## WHAT THIS TASK INVOLVES:
Could you filter the listing for lines with the word "better" and return them?

START DATASET ENTRIES

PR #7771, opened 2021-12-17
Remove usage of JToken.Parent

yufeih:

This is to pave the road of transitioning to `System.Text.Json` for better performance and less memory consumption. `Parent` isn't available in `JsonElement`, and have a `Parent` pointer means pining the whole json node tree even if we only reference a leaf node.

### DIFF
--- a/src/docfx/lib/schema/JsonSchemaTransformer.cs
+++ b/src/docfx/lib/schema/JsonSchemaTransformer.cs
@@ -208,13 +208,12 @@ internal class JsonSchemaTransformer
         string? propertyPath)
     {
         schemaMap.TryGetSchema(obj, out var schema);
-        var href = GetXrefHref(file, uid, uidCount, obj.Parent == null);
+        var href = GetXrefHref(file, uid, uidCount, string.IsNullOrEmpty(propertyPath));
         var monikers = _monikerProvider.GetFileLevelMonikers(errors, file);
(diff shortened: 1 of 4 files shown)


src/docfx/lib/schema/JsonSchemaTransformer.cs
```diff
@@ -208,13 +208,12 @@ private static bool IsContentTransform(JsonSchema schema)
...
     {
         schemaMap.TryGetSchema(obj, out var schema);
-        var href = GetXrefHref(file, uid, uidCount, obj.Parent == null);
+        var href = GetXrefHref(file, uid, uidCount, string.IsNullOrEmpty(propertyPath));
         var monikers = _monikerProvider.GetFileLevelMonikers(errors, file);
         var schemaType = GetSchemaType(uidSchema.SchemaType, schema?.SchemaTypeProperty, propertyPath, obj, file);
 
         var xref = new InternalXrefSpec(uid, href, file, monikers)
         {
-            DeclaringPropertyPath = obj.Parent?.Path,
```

END DATASET ENTRIES
START DATASET ENTRIES

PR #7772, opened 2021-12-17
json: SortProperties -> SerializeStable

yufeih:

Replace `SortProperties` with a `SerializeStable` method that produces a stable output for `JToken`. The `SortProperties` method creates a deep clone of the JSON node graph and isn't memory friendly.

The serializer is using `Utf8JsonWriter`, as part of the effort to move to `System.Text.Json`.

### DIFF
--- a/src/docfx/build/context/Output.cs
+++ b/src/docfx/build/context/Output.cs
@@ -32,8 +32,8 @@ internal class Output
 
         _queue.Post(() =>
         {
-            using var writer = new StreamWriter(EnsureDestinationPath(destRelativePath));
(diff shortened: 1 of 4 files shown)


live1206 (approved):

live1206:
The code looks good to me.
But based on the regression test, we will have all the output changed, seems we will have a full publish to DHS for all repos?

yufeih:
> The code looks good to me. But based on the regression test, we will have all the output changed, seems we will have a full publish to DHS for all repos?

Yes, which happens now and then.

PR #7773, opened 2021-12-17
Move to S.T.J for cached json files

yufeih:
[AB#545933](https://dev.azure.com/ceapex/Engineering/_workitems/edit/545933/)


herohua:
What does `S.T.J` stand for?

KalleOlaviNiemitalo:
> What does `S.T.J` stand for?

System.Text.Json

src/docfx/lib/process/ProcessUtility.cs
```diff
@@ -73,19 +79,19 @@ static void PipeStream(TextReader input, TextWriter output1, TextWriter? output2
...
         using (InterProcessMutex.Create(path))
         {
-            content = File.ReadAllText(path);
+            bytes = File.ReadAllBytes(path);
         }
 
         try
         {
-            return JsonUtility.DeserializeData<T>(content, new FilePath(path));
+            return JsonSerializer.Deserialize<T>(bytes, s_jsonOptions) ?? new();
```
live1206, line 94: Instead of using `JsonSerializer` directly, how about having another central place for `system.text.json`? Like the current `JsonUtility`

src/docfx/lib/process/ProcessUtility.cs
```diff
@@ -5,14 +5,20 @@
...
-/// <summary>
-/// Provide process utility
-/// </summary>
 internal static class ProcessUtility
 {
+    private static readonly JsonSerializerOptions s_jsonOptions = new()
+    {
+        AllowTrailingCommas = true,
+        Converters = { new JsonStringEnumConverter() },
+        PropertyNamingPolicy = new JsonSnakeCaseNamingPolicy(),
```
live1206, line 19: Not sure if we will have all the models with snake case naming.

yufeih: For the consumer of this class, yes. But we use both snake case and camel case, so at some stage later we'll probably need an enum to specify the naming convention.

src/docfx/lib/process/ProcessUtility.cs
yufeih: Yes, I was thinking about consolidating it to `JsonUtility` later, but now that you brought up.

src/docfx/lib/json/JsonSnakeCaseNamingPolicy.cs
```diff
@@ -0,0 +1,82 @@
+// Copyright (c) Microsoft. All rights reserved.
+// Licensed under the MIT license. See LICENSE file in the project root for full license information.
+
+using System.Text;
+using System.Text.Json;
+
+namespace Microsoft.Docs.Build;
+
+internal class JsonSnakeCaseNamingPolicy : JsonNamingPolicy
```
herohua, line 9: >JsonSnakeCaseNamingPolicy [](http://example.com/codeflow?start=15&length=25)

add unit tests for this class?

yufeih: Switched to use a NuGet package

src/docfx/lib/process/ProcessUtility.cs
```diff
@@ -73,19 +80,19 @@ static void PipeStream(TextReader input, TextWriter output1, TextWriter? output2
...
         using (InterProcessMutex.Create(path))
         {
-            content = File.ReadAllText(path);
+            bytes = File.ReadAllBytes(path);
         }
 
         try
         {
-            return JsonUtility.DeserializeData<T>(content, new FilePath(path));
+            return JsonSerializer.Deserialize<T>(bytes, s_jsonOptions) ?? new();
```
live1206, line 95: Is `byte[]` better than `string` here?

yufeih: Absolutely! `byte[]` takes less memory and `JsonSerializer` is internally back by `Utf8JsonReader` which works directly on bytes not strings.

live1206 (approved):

END DATASET ENTRIES

## TASK RESULT:
This is to pave the road of transitioning to `System.Text.Json` for better performance and less memory consumption. `Parent` isn't available in `JsonElement`, and have a `Parent` pointer means pining the whole json node tree even if we only reference a leaf node.
live1206, line 95: Is `byte[]` better than `string` here?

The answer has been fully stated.